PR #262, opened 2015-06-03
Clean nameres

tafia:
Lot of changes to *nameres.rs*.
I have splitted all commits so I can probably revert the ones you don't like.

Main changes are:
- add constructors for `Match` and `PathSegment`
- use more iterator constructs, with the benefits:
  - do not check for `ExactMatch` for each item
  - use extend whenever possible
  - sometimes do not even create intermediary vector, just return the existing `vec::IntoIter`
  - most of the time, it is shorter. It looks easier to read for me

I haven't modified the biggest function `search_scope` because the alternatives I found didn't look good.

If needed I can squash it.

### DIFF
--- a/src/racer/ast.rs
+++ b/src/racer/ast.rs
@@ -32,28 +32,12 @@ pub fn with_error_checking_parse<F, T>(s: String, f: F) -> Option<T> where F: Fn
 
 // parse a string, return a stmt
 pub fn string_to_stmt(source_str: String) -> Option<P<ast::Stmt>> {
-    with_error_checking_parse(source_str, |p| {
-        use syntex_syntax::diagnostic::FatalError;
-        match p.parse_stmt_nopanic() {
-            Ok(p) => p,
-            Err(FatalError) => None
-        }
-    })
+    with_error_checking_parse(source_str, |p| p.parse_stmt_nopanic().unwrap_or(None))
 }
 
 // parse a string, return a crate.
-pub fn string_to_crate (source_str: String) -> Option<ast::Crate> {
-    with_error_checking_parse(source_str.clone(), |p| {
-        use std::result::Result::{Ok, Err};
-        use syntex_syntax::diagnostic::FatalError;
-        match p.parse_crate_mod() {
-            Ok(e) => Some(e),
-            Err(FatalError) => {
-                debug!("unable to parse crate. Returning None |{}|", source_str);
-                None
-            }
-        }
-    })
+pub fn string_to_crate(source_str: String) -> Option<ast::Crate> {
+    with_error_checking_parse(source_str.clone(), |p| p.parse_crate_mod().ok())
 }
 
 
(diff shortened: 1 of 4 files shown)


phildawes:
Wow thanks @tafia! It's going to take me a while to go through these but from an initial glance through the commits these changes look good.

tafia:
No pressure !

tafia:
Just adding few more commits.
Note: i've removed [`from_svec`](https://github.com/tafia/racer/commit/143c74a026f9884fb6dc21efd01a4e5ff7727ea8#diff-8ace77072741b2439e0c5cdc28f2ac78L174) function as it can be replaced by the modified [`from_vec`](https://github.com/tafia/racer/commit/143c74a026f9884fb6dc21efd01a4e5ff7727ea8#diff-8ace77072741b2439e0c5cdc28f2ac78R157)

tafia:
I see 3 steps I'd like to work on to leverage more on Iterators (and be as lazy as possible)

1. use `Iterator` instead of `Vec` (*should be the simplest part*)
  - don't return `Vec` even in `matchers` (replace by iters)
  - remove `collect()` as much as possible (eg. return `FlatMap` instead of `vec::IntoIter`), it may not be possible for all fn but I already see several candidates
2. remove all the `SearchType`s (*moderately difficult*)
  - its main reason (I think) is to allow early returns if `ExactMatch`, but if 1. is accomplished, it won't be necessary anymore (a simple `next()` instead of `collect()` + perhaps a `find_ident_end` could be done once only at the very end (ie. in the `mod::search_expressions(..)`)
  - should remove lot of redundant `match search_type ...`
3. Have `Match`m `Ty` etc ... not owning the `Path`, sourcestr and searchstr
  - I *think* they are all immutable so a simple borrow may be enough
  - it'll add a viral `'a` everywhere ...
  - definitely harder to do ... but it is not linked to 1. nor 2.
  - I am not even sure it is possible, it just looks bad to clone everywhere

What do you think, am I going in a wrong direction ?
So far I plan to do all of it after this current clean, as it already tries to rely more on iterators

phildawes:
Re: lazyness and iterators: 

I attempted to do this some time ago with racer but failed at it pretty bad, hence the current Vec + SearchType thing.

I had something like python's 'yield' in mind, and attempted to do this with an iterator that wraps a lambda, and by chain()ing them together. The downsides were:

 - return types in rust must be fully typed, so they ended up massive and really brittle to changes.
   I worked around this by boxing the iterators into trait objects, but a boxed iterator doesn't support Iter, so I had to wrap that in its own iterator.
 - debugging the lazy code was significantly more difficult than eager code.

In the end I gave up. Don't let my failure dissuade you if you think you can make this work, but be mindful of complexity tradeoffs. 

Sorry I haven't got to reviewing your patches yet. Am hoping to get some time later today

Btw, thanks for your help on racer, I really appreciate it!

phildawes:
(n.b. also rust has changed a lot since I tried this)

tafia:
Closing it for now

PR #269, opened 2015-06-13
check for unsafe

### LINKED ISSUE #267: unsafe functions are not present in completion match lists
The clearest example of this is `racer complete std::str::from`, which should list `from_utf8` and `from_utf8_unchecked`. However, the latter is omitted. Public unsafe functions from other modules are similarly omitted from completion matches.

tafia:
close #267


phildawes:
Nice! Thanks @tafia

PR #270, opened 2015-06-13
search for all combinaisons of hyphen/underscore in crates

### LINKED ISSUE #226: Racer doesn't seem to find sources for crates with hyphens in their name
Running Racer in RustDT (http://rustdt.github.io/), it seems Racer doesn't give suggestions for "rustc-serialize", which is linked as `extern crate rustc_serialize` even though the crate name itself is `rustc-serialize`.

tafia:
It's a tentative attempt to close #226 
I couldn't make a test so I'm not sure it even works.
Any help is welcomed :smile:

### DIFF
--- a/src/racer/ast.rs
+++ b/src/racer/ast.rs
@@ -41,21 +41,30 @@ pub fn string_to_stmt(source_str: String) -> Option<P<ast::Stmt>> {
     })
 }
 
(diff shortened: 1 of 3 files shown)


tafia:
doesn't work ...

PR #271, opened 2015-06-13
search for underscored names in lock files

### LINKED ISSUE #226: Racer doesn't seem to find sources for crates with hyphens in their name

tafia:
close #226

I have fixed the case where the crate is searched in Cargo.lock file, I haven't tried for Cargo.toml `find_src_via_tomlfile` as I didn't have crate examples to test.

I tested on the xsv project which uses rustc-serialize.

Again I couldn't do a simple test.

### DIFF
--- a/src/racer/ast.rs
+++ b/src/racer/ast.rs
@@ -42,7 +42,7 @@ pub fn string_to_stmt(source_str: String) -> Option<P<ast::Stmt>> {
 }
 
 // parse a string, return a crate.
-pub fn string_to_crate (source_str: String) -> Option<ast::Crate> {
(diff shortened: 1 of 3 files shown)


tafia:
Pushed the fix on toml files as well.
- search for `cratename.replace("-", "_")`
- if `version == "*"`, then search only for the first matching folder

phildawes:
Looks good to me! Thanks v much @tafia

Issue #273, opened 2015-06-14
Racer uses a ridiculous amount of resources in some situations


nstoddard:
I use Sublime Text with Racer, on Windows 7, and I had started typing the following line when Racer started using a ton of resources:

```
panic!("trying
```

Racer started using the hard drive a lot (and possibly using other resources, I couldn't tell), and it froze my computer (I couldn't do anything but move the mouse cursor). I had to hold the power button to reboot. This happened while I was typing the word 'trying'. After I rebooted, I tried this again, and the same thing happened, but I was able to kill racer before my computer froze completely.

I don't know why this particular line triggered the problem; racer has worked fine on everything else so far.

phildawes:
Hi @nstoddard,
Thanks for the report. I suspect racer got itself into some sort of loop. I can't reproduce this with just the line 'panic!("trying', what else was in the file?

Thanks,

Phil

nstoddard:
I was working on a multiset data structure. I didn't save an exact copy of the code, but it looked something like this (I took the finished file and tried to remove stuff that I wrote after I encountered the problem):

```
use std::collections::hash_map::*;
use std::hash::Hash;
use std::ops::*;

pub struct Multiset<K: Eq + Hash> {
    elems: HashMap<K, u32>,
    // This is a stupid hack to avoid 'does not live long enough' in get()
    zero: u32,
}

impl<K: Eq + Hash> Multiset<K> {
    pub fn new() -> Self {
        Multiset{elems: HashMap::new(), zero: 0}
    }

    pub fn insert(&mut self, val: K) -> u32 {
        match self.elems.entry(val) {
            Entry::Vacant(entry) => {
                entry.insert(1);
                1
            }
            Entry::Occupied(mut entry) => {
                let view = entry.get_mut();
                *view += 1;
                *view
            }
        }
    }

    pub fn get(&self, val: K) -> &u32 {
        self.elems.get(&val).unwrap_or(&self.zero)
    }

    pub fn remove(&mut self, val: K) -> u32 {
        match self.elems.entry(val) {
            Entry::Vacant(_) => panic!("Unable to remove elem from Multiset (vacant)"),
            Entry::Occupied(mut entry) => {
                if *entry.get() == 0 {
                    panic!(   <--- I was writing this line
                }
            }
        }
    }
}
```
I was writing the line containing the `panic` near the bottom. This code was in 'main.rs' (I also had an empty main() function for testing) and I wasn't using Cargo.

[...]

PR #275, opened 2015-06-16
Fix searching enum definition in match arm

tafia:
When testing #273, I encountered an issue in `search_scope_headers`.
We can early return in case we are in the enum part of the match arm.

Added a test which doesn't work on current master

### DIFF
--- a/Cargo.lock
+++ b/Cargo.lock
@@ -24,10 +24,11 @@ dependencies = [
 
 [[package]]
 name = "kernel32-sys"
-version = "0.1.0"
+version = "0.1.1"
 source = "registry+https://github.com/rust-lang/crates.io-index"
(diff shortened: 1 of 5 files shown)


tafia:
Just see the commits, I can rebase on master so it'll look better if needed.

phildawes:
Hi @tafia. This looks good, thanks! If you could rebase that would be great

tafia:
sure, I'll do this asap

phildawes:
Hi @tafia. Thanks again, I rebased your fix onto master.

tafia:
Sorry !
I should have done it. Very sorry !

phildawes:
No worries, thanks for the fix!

######

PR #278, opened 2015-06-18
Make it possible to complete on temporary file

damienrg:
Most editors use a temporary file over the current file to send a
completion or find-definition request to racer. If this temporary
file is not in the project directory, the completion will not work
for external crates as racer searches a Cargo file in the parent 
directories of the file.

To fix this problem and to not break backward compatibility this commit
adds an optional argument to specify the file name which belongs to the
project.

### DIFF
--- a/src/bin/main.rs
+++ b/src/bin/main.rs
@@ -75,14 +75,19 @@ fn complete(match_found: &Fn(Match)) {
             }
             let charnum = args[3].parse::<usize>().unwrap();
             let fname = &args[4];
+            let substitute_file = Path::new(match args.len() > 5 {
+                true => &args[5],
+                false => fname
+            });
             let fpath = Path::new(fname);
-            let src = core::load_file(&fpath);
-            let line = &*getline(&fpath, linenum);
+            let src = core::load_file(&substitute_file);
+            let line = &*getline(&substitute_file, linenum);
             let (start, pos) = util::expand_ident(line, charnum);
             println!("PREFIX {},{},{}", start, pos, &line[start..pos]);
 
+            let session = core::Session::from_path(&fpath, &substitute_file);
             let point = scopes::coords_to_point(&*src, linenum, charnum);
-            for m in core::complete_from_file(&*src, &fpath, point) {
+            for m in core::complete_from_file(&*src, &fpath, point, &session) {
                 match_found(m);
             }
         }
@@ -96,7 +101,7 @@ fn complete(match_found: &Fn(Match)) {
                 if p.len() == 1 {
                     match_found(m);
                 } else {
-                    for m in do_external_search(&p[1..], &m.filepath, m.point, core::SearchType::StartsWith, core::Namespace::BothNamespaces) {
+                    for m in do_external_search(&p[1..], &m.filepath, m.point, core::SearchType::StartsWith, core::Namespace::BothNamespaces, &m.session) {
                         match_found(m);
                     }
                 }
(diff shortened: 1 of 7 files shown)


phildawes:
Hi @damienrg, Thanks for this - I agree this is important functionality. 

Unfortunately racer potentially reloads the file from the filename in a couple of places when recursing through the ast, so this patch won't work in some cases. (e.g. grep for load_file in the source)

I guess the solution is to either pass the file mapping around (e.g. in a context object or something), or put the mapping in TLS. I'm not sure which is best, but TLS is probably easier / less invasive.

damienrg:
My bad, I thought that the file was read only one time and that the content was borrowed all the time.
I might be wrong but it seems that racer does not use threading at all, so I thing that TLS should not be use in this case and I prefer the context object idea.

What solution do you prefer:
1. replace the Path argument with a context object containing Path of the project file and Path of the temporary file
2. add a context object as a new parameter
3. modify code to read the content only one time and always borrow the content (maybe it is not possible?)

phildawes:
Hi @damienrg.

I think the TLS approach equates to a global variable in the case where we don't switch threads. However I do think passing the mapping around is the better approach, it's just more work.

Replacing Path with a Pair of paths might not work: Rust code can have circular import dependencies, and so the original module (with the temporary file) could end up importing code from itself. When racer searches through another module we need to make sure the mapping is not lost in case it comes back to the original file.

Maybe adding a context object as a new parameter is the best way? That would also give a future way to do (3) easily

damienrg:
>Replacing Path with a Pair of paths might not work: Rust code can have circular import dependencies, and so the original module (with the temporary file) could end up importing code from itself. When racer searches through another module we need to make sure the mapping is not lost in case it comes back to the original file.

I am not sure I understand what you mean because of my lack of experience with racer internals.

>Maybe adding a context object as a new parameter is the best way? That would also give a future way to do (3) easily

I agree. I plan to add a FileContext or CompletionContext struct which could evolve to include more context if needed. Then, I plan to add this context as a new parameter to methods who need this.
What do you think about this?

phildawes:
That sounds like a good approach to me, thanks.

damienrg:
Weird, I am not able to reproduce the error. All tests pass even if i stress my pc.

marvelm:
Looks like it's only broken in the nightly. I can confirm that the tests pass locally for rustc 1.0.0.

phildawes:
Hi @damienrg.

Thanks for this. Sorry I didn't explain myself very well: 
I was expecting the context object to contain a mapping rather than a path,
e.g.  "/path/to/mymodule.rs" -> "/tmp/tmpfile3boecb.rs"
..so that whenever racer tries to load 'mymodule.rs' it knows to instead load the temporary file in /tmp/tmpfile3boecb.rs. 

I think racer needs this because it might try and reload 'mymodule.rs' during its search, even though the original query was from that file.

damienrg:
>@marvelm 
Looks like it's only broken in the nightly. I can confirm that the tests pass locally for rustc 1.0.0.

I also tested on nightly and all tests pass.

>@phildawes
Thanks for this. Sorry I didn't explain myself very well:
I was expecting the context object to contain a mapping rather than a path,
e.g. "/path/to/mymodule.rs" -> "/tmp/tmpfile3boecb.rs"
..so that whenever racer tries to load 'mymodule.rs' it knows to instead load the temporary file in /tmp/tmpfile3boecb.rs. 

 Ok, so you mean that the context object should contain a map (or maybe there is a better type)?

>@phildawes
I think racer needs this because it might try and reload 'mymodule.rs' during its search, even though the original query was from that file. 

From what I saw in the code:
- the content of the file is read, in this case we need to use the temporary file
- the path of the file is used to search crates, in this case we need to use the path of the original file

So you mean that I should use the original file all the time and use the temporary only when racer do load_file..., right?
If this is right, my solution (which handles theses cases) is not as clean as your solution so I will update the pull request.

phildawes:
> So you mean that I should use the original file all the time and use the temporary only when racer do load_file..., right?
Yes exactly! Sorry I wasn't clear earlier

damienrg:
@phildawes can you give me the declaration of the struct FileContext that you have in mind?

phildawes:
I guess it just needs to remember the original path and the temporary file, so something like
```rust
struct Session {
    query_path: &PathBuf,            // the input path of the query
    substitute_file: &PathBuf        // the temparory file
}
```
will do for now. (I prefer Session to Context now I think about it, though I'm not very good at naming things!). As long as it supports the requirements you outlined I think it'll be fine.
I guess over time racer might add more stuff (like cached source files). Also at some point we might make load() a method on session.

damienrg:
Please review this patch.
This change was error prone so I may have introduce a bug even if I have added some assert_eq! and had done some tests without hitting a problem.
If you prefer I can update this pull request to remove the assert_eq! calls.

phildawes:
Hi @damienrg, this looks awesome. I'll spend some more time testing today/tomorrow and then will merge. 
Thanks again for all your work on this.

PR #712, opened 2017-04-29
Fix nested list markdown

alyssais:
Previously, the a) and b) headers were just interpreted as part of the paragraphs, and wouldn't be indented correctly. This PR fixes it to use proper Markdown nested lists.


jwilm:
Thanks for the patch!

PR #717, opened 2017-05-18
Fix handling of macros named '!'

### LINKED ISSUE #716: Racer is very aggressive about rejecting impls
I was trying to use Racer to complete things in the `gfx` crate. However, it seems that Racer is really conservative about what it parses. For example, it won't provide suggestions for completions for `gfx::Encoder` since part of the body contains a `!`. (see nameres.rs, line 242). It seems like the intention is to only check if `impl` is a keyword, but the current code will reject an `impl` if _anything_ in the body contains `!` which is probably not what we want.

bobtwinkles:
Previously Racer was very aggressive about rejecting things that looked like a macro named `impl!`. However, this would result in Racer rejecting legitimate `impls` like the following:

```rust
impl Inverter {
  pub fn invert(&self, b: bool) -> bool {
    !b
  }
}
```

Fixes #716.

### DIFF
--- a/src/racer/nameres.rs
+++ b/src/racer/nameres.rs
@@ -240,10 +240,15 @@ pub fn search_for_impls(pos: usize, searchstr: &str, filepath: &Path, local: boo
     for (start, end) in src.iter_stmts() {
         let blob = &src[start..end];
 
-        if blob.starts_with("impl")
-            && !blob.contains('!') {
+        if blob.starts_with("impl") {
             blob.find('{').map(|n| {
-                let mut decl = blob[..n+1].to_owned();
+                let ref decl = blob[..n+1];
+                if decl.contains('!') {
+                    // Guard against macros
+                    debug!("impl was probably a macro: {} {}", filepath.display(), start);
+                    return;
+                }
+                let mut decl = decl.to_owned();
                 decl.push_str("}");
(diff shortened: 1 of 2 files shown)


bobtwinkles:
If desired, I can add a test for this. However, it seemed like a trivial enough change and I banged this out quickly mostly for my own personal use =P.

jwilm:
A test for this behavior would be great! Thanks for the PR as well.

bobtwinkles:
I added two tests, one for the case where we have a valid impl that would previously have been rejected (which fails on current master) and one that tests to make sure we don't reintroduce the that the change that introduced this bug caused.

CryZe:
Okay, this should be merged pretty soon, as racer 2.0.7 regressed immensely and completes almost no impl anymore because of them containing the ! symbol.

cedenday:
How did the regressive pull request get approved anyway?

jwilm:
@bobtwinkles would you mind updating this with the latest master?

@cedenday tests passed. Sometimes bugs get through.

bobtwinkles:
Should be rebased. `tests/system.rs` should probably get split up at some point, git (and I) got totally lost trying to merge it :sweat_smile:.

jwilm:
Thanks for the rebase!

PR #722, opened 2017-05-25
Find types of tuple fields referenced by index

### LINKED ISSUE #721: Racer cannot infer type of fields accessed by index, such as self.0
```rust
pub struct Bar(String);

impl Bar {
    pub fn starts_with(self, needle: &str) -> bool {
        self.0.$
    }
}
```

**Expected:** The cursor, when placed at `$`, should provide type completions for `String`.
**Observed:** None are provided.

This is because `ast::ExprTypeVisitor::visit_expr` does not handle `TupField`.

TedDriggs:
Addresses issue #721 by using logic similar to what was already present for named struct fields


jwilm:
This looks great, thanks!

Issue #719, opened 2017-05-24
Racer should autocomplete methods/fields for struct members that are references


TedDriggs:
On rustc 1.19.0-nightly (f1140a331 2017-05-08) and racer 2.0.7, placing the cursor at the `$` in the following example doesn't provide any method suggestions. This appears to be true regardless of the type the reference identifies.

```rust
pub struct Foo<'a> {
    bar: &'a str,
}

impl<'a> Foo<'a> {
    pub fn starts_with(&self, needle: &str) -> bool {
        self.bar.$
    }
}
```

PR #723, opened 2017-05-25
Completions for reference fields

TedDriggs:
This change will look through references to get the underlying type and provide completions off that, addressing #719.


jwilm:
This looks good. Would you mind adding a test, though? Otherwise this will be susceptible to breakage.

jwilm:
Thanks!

######

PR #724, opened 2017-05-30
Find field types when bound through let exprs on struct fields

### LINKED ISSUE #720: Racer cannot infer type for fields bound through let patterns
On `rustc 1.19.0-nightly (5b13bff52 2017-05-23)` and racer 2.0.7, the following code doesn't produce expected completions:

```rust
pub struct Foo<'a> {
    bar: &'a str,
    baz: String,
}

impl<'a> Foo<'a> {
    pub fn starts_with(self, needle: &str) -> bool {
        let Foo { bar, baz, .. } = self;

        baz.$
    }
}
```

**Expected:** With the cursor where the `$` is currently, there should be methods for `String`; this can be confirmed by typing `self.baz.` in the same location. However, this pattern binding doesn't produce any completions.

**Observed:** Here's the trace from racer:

######

AIM OF THE TASK
Line count for the string "SearchType": state how many lines in the data contain it, and output nothing else.

EXERCISE RESULT
4